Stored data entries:
PR #108, opened 2019-07-15
Create SystemAbstractions project

RobGallo:
#### Describe the change

- Enable other projects to use the system abstractions formerly limited to Axe.Windows.Automation
	- Allow System calls to be mocked so Fakes can be replaced
- Use .Net Standard to ensure broadest future compatibility

### DIFF
--- a/build/NetStandardRelease.targets
+++ b/build/NetStandardRelease.targets
@@ -1,7 +1,7 @@
 ﻿<Project>
 
   <PropertyGroup>
-  <GenerateAssemblyInfo>false</GenerateAssemblyInfo>
+    <GenerateAssemblyInfo>false</GenerateAssemblyInfo>
 </PropertyGroup>
 
   <ItemGroup>
--- a/build/NetStandardRelease.targets
+++ b/build/NetStandardRelease.targets
@@ -1,0 +1,26 @@
+﻿<Project>
+
+  <PropertyGroup>
+  <GenerateAssemblyInfo>false</GenerateAssemblyInfo>
+</PropertyGroup>
+
+  <ItemGroup>
+    <Compile Include="$(TEMP)\AxeWindowsVersionInfo.cs" Link="AxeWindowsVersionInfo.cs" />
+  </ItemGroup>
+
+  <ItemGroup>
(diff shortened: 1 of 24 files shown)


src/SystemAbstractions/Abstractions/ISystem.cs
```diff
@@ -2,9 +2,9 @@
 // Licensed under the MIT license. See LICENSE file in the project root for full license information.
 using System;
 
-namespace Axe.Windows.Abstractions
+namespace SystemAbstractions
```
DaveTryon: >SystemAbstractions [](start = 10, length = 18)

I'd argue that this namespace belongs under Axe.Windows, so Axe.Windows.SystemAbstractions. That's also the name of the assembly, so it's consistent with the pattern that we follow elsewhere.

build/NetStandardRelease.targets
```diff
@@ -0,0 +1,26 @@
+﻿<Project>
+
+  <PropertyGroup>
+  <GenerateAssemblyInfo>false</GenerateAssemblyInfo>
```
DaveTryon: indents
```suggestion
    <GenerateAssemblyInfo>false</GenerateAssemblyInfo>
```

build/NetStandardRelease.targets
```diff
@@ -0,0 +1,26 @@
...
+</PropertyGroup>
```
DaveTryon: indents
```suggestion
  </PropertyGroup>
```

build/NetStandardTest.targets
```diff
@@ -0,0 +1,10 @@
+﻿<Project Sdk="Microsoft.NET.Sdk">
+
+<PropertyGroup>
```
DaveTryon: indents
```suggestion
  <PropertyGroup>
```

build/NetStandardTest.targets
```diff
@@ -0,0 +1,10 @@
...
+    <NoWarn>1701;1702;CA1707</NoWarn>
+  </PropertyGroup>
+
+<Import Project=".\NetStandardAll.targets" />
```
DaveTryon: indents
```suggestion
  <Import Project=".\NetStandardAll.targets" />
```

PR #130, opened 2019-08-06
Update all projects to include Roslyn analyzers 2.9.4

RobGallo:
#### Describe the change

Types of warnings:
- Improper use of ArgumentException
- Improper use of ArgumentNullException
- not checking for null parameters to public functions
- Quoted strings, which should be placed in resource files, passed to exceptions
- Missing the NeutralResourcesLanguage attribute for the assembly
- Use Any() instead of Count() (Linq extensions) because it is more efficient
- Custom exceptions not serializable
- Custom exceptions not supporting expected constructors
- Not (obviously) disposing of objects inheriting IDisposable
- Function can be made static because it modifies no members


src/Core/Misc/ExtensionMethods.cs
```diff
@@ -59,12 +64,11 @@ public static bool IsControlOrContent(this A11yElement e)
...
         {
-            if (e.Properties != null && e.Properties.ContainsKey(PropertyType.UIA_ClassNamePropertyId))
-            {
-                return e.Properties[PropertyType.UIA_ClassNamePropertyId].TextValue;
-            }
-            else
-                return null;
+            if (e == null) throw new ArgumentNullException(nameof(e));
+            if (e.Properties == null) return null;
+            if (!e.Properties.ContainsKey(PropertyType.UIA_ClassNamePropertyId)) return null;
```
DaveTryon: Great place for a TryGetValue:

if (e.Properties.TryGetvalue(PropertyType.UIA_ClassNamePropertyId, out A11yProperty property))
    return property.TextValue;

return null;

src/Core/Misc/Preconditions.cs
```diff
@@ -18,7 +19,7 @@ public static void ArgumentIsNotNull(this object value, string valueName)
         {
             if (value == null)
             {
-                throw new ArgumentNullException(valueName, "Value can not be null");
+                throw new ArgumentNullException(valueName, ErrorMessages.VallueCannotBeNull);
```
DaveTryon: Typo in name
```suggestion
                throw new ArgumentNullException(valueName, ErrorMessages.ValueCannotBeNull);
```

src/Core/Resources/ErrorMessages.resx
```diff
@@ -0,0 +1,141 @@
...
+  <data name="ParameterMustNotBeNegative" xml:space="preserve">
+    <value>This parameter must not be negative</value>
+  </data>
+  <data name="PropertyAlreadySet" xml:space="preserve">
+    <value>The given property was already set.</value>
+  </data>
+  <data name="UnableToLocateTargetElementInFile" xml:space="preserve">
+    <value>Unable to locate the target element in the file.</value>
+  </data>
+  <data name="VallueCannotBeNull" xml:space="preserve">
```
DaveTryon: Typo in name
```suggestion
  <data name="ValueCannotBeNull" xml:space="preserve">
```

src/Desktop/ColorContrastAnalyzer/ColorPair.cs
```diff
@@ -65,6 +65,8 @@ public Boolean AreVisuallySimilarColors()
          */
         public Boolean IsVisiblySimilarTo(ColorPair otherPair)
         {
+            if (otherPair == null) throw new ArgumentNullException(nameof(otherPair));
```
DaveTryon: Would returning false make sense here (instead of throwing)?

src/Desktop/UIAutomation/DesktopElement.cs
```diff
@@ -101,6 +103,8 @@ public static bool IsFromCurrentProcess(IUIAutomationElement uia)
         /// <returns></returns>
         private static dynamic GetPropertyValue(IUIAutomationElement element, int id)
         {
+            if ( element == null) throw new ArgumentNullException(nameof( element));
```
DaveTryon: Extra space got introduced in the nameof operation
```suggestion
            if ( element == null) throw new ArgumentNullException(nameof(element));
```

src/Core/Misc/ExtensionMethods.cs
RobGallo: I don't disagree. However, I have _tried_ to draw the line with these changes to items found by the analyzers.

src/Desktop/UIAutomation/EventHandlers/EventListenerFactory.cs
```diff
@@ -540,10 +577,12 @@ public void UnregisterAutomationEventListener(int eventId,bool wait = false)
         /// </summary>
         public void UnregisterAllAutomationEventListners()
         {
+            #pragma warning disable CA2000 // Call IDisposable.Dispose()
```
DaveTryon: Inconsistent indents
```suggestion
#pragma warning disable CA2000 // Call IDisposable.Dispose()
```

src/Desktop/UIAutomation/EventHandlers/PropertyChangedEventListener.cs
```diff
@@ -32,7 +32,10 @@ public override void Init()
 
         public void HandlePropertyChangedEvent(IUIAutomationElement sender, int propertyId, object newValue)
         {
+#pragma warning disable CA2000 // Call IDisposable.Dispose()
             var m = EventMessage.GetInstance(this.EventId, sender);
+#pragma warning restore CA2000
+
```
DaveTryon: Remove the blank line on line 38?

src/Desktop/UIAutomation/EventHandlers/TextEditTextChangedEventListener.cs
```diff
@@ -45,13 +46,16 @@ public void HandleTextEditTextChangedEvent(IUIAutomationElement sender, TextEdit
...
                     new KeyValuePair<string, dynamic>("TextEditChangeType", type.ToString()),
                 };
-                for (int i = 0; i < array.Length; i++)
+
+                if (array != null)
                 {
-                    m.Properties.Add(new KeyValuePair<string, dynamic>(Invariant($"[{i}]"), array.GetValue(i)));
-                };
+                    for (int i = 0; i < array.Length; i++)
+                        m.Properties.Add(new KeyValuePair<string, dynamic>(Invariant($"[{i}]"), array.GetValue(i)));
```
DaveTryon: Personally, I'd make line 53 a block with curly braces. Failing to do so makes the next line jump 2 indents, which is awkward

src/Desktop/Utility/ExtensionMethods.cs
```diff
@@ -72,6 +76,8 @@ public static ProcessModule GetProcessModule(this A11yElement e)
         /// <returns></returns>
         public static List<DesktopElement> ToListOfDesktopElements( this IUIAutomationElementArray array)
```
DaveTryon: Not strictly in this PR, but there's an extra space in this line
```suggestion
        public static List<DesktopElement> ToListOfDesktopElements(this IUIAutomationElementArray array)
```

src/Desktop/UIAutomation/EventHandlers/TextEditTextChangedEventListener.cs
RobGallo: The best way to fix this problem is probably to make the code with the `for` loop its own function. I hesitate to add the braces because multiple sets of braces become confusing for us screen reader users (those who don't use Braille displays anyway).

src/RuleSelection/RuleRunner.cs
```diff
@@ -60,7 +60,6 @@ private static void Run(ScanResults results, A11yElement e)
         private static ScanResult ConvertRunResultToScanResult(RunResult runResult)
         {
             if (runResult == null) throw new ArgumentNullException(nameof(runResult));
-            if (runResult.RuleInfo == null) throw new ArgumentException(nameof(runResult.RuleInfo));
```
DaveTryon: I understand that CreateResult will throw is runResult.RuleInfo is null, but if someone later changed this method to not call CreateResult, then we're going to have NullReferenceExceptions in the code. It may be "belt and suspenders", but I'd lobby for explicitly throwing *in this method* if runResult.RuleInfo is null on input

src/Rules/Library/NameExcludesSpecialCharacters.cs
```diff
@@ -22,8 +22,8 @@ public NameExcludesSpecialCharacters()
 
         public override EvaluationCode Evaluate(IA11yElement e)
         {
-            if (e == null) throw new ArgumentException(nameof(e));
-            if (e.Name == null) throw new ArgumentException(nameof(e.Name));
+            if (e == null) throw new ArgumentNullException(nameof(e));
+            if (e == null) throw new ArgumentNullException(nameof(e));
```
DaveTryon: Lines 25 and 26 are identical. I suspect that line 26 is supposed to be:
```suggestion
            if (e.name == null) throw new ArgumentException(ErrorMessages.ElementNameNullOrWhiteSpace, nameof(e));
```

src/Rules/Library/NameIsReasonableLength.cs
```diff
@@ -26,8 +26,8 @@ public NameIsReasonableLength()
 
         public override EvaluationCode Evaluate(IA11yElement e)
         {
-            if (e == null) throw new ArgumentException(nameof(e));
-            if (e.Name == null) throw new ArgumentException(nameof(e.Name));
+            if (e == null) throw new ArgumentNullException(nameof(e));
+            if (e == null) throw new ArgumentNullException(nameof(e));
```
DaveTryon: Lines 29 and 30 are identical. I suspect that line 30 is supposed to be:
```suggestion
            if (e.name == null) throw new ArgumentException(ErrorMessages.ElementNameNullOrWhiteSpace, nameof(e));
```

src/Rules/Library/SiblingUniqueAndNotFocusable.cs
```diff
@@ -39,8 +39,8 @@ public SiblingUniqueAndNotFocusable()
 
         public override EvaluationCode Evaluate(IA11yElement e)
         {
-            if (e == null) throw new ArgumentException(nameof(e));
-            if (e.Parent == null) throw new ArgumentNullException(nameof(e.Parent));
+            if (e == null) throw new ArgumentNullException(nameof(e));
+            if (e == null) throw new ArgumentNullException(nameof(e));
```
DaveTryon: Lines 42 and 43 are identical. I suspect line 43 is supposed to be
```suggestion
            if (e.Parent == null) throw new ArgumentException(ErrorMessages.ElementParentNull, nameof(e));
```

DaveTryon:
Too late now, but future changes like this might be cleaner if the changes for each project were in a separate PR. That also allows parallelization--one PR can be in review while another PR is being created. I'd lean toward having one branch per PR (as opposed to "stacking" them into a single branch), since there boundaries between the projects are so well-defined.

src/Rules/PropertyConditions/Relationships.cs
```diff
@@ -158,16 +158,16 @@ public static Condition AllAncestors(Condition c)
 
         private static bool HasSameTypeAsReferenceElement(IA11yElement e)
         {
-            if (e == null) throw new ArgumentException(nameof(e));
-            if (!Condition.Context.IsValueCreated) throw new Exception("Expected Condition.Context to be valid");
+            if (e == null) throw new ArgumentNullException(nameof(e));
+            if (!Condition.Context.IsValueCreated) throw new InvalidCastException(ErrorMessages.ExpectedValidConditionContext);
```
DaveTryon: InvalidCastException seems like an odd choice here... but I don't necessarily know what would be a better option

src/Rules/Resources/ErrorMessages.resx
```diff
@@ -0,0 +1,153 @@
...
+    <value>2.0</value>
+  </resheader>
+  <resheader name="reader">
+    <value>System.Resources.ResXResourceReader, System.Windows.Forms, Version=4.0.0.0, Culture=neutral, PublicKeyToken=b77a5c561934e089</value>
+  </resheader>
+  <resheader name="writer">
+    <value>System.Resources.ResXResourceWriter, System.Windows.Forms, Version=4.0.0.0, Culture=neutral, PublicKeyToken=b77a5c561934e089</value>
+  </resheader>
+  <data name="ElementBoundingRectangleNull" xml:space="preserve">
+    <value>The element's BoundingRectangle property should not be null</value>
```
DaveTryon: "must" instead of "should" ?
```suggestion
    <value>The element's BoundingRectangle property must not be null</value>
```

src/Rules/Resources/ErrorMessages.resx
```diff
@@ -0,0 +1,153 @@
...
+  </data>
+  <data name="ElementLocalizedControlTypeNullOrWhiteSpace" xml:space="preserve">
+    <value>The element's LocalizedControlType property should not be null or white space</value>
```
DaveTryon: "must" instead of "should" ?
```suggestion
    <value>The element's LocalizedControlType property must not be null or white space</value>
```

src/Rules/Resources/ErrorMessages.resx
```diff
@@ -0,0 +1,153 @@
...
+  </data>
+  <data name="ElementNameNullOrWhiteSpace" xml:space="preserve">
+    <value>The element's Name property should not be null or white space</value>
```
DaveTryon: "must" instead of "should" ?
```suggestion
    <value>The element's Name property must not be null or white space</value>
```

src/Rules/Resources/ErrorMessages.resx
```diff
@@ -0,0 +1,153 @@
...
+  </data>
+  <data name="ElementParentNull" xml:space="preserve">
+    <value>The element's Parent property should not be null</value>
```
DaveTryon: "must" instead of "should" ?
```suggestion
    <value>The element's Parent property must not be null</value>
```

src/Rules/Resources/ErrorMessages.resx
```diff
@@ -0,0 +1,153 @@
...
+    <value>Expected T to be an enumeration type</value>
+  </data>
+  <data name="ExpectedValidAncestor" xml:space="preserve">
+    <value>Expected to find a valid ancestor element</value>
+  </data>
+  <data name="ExpectedValidConditionContext" xml:space="preserve">
+    <value>Expected Condition.Context to be valid</value>
+  </data>
+  <data name="IntParameterEqualsZero" xml:space="preserve">
+    <value>The given int parameter should not be zero</value>
```
DaveTryon: "must" instead of "should" ?
```suggestion
    <value>The given int parameter must not be zero</value>
```

src/Rules/Resources/ErrorMessages.resx
```diff
@@ -0,0 +1,153 @@
...
+  </data>
+  <data name="IntParameterLessThanZero" xml:space="preserve">
+    <value>Int parameter should not be less than zero</value>
```
DaveTryon: "must" instead of "should" ?
```suggestion
    <value>Int parameter must not be less than zero</value>
```

src/Rules/Rule.cs
```diff
@@ -20,7 +20,10 @@ abstract class Rule : IRule
         protected Rule()
         {
             // keep these two calls in the following order or the RuleInfo.Condition string won't get populated
+#pragma warning disable CA2214
             this.Condition = CreateCondition();
```
DaveTryon: Based on the docs for CA2214, it seems like the current code isn't guaranteed to work in the future. We may want to consider using dependency injection in the future, and having the ctor take a Condition object (built in the derived class) as a parameter.

src/Rules/Rules.cs
```diff
@@ -12,7 +12,9 @@ namespace Axe.Windows.Rules
     /// <summary>
     /// Use this class to run rules and get information about any rule in the Rules assembly.
     /// </summary>
+    #pragma warning disable CA1724
```
DaveTryon: Inconsistent indents
```suggestion
#pragma warning disable CA1724
```

src/Telemetry/ExcludedException.cs
```diff
@@ -20,7 +20,7 @@ public class ExcludedException : Exception
         public Type ExcludedType => InnerException.GetType();
 
         public ExcludedException(Exception innerException)
-            : base (innerException.Message, innerException)
+            : base (innerException?.Message, innerException)
```
DaveTryon: ExcludedException requires that innerException be non-null. If we use null propagation here, we should add an explicit check in the ctor:
```
           if (innerException == null) throw new ArgumentNullException(nameof(innerException));
```

src/UnitTestSharedLibrary/Utility.cs
```diff
@@ -58,7 +58,7 @@ public static A11yElement LoadA11yElementsFromJSON(string path)
         /// <returns></returns>
         public static void PopulateChildrenTests(A11yElement ke)
         {
-            ke.ScanResults.Items.ForEach(item => {
+            ke?.ScanResults?.Items?.ForEach(item => {
```
DaveTryon: The old code would throw NullReferenceException if ke or ke.ScanResults or ke.ScanResults.Items were null. Should be retain the throwing behavior for bad inputs, but map them to a flavor of ArgumentException?

src/Core/Misc/ExtensionMethods.cs
DaveTryon: Makes sense.

---
In reply to: [311284107](https://github.com/microsoft/axe-windows/pull/130#discussion_r311284107) [](ancestors = 311284107)

src/Desktop/ColorContrastAnalyzer/ColorPair.cs
DaveTryon: Old code would have thrown, so keeping the throwing seems reasonable

---
In reply to: [311285509](https://github.com/microsoft/axe-windows/pull/130#discussion_r311285509) [](ancestors = 311285509)

src/Rules/Library/NameExcludesSpecialCharacters.cs
```diff
@@ -22,8 +22,8 @@ public NameExcludesSpecialCharacters()
 
         public override EvaluationCode Evaluate(IA11yElement e)
         {
-            if (e == null) throw new ArgumentException(nameof(e));
-            if (e.Name == null) throw new ArgumentException(nameof(e.Name));
+            if (e == null) throw new ArgumentNullException(nameof(e));
+            if (e.name == null) throw new ArgumentException(ErrorMessages.ElementNameNullOrWhiteSpace, nameof(e));
```
DaveTryon: Looks like you grabbed my first version, which had a typo:
```suggestion
            if (e.Name == null) throw new ArgumentException(ErrorMessages.ElementNameNullOrWhiteSpace, nameof(e));
```

src/RuleSelection/RuleRunner.cs
RobGallo: Fixed

src/RuleSelection/RuleSelection.csproj
```diff
@@ -15,7 +15,7 @@
     <OutputType>Library</OutputType>
     <AppDesignerFolder>Properties</AppDesignerFolder>
     <RootNamespace>Axe.Windows.RuleSelection</RootNamespace>
-    <AssemblyName>Axe.Windows.RuleSelection</AssemblyName>
+    <AssemblyName>es</AssemblyName>
```
DaveTryon: >es [](start = 18, length = 2)

Typo?

src/Rules/PropertyConditions/Relationships.cs
RobGallo: It was an intellisense/screen reader anomaly. Fixed.

src/Telemetry/ExcludedException.cs
RobGallo: Fixed

src/Rules/Rule.cs
RobGallo: Agreed. That is a big change though. And I was trying to keep this PR limited in scope, quite obviously ineffectually.

src/RuleSelection/RuleSelection.csproj
RobGallo: Fixed

src/UnitTestSharedLibrary/Utility.cs
RobGallo: Fixed

DaveTryon: Do we want protection if ke.ScanItems == null or ke.ScanItems.Results == null?

---
In reply to: [311581411](https://github.com/microsoft/axe-windows/pull/130#discussion_r311581411) [](ancestors = 311581411)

▶ _EXERCISE INSTRUCTIONS_
Across the records above, tally the lines that contain "pragma" and give the result as a number alone.

▶ _ANSWER TO THIS EXERCISE_
7